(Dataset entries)
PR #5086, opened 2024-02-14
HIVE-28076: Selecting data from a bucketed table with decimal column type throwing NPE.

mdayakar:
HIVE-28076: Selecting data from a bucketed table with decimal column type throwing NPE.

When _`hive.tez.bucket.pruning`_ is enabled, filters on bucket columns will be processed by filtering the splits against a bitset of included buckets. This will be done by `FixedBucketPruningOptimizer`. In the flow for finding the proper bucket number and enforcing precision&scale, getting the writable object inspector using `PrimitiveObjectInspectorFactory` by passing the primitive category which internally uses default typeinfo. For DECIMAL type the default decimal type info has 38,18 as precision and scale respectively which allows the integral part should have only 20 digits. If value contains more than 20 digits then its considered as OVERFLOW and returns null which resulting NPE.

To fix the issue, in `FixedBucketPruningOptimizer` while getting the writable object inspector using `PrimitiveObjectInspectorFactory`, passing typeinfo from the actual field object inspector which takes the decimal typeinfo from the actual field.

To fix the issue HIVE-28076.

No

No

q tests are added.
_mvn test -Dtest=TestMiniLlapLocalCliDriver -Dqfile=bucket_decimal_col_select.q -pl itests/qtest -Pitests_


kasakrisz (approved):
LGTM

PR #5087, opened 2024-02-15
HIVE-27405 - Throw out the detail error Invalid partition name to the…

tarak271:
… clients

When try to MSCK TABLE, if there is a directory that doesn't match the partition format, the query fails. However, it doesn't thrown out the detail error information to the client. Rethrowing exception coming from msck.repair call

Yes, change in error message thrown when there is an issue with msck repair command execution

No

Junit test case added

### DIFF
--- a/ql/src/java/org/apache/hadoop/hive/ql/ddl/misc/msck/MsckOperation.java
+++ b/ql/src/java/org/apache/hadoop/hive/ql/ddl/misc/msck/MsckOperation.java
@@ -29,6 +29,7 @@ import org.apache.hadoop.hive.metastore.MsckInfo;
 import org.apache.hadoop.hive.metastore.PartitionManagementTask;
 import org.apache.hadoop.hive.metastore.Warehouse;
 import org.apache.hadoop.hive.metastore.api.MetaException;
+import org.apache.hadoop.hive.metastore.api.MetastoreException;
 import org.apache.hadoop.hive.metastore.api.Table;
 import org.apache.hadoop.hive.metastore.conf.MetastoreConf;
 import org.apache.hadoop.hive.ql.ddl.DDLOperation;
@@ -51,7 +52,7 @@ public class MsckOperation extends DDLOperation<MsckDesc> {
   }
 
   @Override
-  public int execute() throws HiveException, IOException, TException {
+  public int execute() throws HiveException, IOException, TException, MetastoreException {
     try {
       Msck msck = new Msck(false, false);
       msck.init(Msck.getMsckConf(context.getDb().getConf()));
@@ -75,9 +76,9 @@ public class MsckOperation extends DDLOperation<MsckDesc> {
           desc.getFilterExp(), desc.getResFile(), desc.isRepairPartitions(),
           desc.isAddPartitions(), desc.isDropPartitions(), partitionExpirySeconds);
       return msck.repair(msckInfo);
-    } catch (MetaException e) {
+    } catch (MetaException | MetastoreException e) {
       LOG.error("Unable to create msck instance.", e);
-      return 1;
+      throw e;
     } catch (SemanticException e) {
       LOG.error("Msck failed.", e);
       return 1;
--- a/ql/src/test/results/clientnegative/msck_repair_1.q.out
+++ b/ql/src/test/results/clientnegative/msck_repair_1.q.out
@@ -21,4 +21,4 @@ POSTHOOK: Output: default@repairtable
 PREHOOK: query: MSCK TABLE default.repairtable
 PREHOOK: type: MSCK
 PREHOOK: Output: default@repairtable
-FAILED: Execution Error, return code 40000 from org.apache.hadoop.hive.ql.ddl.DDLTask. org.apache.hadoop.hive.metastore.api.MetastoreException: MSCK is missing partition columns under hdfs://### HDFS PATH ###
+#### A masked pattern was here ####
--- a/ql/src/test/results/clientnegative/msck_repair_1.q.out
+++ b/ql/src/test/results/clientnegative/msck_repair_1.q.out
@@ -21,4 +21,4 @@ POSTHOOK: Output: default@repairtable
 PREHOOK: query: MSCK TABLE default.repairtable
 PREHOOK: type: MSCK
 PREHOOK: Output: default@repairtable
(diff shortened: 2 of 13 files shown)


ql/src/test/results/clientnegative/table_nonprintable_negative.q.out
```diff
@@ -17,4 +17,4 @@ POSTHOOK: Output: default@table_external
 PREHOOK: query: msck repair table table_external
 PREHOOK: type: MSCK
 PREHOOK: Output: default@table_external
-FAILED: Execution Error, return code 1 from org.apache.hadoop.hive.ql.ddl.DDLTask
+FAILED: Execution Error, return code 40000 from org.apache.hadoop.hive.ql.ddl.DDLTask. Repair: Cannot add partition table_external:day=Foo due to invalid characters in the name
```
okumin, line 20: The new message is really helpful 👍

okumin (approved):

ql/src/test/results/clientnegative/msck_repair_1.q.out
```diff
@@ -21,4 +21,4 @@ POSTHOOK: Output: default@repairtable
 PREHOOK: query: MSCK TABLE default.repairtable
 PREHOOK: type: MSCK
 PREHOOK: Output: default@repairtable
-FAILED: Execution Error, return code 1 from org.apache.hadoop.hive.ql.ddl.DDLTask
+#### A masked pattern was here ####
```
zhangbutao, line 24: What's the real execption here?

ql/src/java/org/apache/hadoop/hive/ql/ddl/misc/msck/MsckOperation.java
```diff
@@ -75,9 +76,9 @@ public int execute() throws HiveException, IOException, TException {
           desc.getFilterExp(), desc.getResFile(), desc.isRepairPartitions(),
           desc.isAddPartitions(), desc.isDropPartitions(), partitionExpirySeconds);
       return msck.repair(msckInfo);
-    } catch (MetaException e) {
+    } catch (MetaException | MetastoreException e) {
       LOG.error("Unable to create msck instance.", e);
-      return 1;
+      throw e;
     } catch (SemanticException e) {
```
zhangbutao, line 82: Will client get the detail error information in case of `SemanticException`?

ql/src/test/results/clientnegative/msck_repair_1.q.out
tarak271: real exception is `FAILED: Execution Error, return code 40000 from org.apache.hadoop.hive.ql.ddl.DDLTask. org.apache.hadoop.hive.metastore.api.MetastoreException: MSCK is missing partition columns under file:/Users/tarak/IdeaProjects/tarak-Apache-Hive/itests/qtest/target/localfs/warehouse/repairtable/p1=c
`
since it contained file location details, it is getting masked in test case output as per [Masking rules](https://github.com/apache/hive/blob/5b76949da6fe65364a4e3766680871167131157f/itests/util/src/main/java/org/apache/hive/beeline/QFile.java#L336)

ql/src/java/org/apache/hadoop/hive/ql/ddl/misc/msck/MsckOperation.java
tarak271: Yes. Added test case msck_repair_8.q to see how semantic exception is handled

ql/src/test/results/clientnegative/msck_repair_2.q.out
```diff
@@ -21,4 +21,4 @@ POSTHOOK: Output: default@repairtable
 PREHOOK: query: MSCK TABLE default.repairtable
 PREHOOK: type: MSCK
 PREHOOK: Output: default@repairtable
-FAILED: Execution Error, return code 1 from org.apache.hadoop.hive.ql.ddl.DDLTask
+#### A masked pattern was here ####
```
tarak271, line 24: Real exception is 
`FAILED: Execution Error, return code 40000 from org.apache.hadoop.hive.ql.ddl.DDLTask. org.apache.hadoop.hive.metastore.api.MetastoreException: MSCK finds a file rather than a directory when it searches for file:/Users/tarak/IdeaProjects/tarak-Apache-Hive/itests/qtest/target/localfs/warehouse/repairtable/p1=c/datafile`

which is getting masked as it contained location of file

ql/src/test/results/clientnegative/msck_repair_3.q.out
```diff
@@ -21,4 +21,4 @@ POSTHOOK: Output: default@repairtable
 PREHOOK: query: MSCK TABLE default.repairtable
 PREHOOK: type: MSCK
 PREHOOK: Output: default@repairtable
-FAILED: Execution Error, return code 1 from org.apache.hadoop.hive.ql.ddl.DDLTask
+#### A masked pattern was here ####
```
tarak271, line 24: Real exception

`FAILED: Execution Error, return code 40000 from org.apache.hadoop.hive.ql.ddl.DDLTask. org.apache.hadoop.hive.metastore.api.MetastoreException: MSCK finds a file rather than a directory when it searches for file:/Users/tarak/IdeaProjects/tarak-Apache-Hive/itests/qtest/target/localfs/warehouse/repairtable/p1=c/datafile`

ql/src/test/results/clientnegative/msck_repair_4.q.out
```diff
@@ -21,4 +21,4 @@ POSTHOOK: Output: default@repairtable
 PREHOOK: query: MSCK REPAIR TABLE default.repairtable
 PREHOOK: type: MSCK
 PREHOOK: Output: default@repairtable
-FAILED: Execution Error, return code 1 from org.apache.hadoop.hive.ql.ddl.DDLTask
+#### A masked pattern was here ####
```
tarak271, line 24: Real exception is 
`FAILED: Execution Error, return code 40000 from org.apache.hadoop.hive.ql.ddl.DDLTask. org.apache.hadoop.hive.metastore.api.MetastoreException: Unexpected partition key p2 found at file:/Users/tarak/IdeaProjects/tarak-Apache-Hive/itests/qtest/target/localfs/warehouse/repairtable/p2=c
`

**Work instructions**
Which lines of the data above contain "contained"? Copy each one.

**Worked solution**
since it contained file location details, it is getting masked in test case output as per [Masking rules](https://github.com/apache/hive/blob/5b76949da6fe65364a4e3766680871167131157f/itests/util/src/main/java/org/apache/hive/beeline/QFile.java#L336)
which is getting masked as it contained location of file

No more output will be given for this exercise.